* **Assigned task**: Output, word for word, the lines of this listing that fall between the line with "properties from test-file-results.html" and the line with "No worries. And", counting both of those lines, and no others.

* **Supplied entries**:
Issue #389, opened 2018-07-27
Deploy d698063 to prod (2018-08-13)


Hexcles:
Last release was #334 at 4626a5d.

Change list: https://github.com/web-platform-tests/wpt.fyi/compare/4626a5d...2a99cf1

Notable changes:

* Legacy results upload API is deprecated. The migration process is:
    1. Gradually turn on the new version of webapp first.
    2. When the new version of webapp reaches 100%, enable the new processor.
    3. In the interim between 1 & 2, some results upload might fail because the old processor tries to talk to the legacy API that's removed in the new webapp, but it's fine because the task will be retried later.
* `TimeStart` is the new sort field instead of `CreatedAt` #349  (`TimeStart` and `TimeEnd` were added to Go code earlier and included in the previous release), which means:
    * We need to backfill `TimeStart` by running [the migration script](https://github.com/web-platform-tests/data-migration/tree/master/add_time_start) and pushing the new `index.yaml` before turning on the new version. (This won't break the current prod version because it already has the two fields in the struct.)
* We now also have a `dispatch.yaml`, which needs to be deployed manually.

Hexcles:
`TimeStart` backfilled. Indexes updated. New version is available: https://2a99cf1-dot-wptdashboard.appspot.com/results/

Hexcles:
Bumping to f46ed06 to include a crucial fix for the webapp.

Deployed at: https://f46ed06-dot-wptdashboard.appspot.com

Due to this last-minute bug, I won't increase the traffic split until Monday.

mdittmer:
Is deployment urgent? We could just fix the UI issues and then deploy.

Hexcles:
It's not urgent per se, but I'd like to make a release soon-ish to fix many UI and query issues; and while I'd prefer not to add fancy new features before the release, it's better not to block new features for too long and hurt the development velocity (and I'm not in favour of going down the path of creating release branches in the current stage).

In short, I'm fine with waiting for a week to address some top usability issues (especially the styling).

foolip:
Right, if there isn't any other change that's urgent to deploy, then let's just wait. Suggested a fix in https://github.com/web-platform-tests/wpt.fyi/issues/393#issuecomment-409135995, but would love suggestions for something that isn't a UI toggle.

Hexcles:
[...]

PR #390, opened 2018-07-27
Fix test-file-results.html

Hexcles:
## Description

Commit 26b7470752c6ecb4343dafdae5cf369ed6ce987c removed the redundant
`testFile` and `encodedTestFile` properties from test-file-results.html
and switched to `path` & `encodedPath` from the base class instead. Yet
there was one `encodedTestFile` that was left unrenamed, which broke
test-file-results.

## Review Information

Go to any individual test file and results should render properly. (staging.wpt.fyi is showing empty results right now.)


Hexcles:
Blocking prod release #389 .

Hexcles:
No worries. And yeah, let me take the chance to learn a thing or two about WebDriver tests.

==

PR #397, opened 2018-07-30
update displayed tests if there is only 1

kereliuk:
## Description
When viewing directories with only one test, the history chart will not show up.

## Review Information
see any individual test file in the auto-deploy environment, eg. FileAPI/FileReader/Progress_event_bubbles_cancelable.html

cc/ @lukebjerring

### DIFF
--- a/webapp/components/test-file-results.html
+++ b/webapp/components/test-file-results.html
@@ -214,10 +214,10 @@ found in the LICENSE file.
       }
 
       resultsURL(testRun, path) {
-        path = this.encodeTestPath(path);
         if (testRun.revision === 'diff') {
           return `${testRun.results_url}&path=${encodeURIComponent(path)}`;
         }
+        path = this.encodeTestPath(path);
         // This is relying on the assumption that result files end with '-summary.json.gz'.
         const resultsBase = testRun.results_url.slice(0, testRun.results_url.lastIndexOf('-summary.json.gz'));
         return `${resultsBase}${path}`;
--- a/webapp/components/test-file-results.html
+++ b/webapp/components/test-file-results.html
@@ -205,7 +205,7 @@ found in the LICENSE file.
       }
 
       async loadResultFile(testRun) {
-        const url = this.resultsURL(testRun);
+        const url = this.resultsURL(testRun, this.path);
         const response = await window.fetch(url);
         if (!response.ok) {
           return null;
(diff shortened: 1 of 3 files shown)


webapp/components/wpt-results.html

* **Reply to the task**:
`testFile` and `encodedTestFile` properties from test-file-results.html
and switched to `path` & `encodedPath` from the base class instead. Yet
there was one `encodedTestFile` that was left unrenamed, which broke
test-file-results.

## Review Information

Go to any individual test file and results should render properly. (staging.wpt.fyi is showing empty results right now.)


Hexcles:
Blocking prod release #389 .

Hexcles:
No worries. And yeah, let me take the chance to learn a thing or two about WebDriver tests.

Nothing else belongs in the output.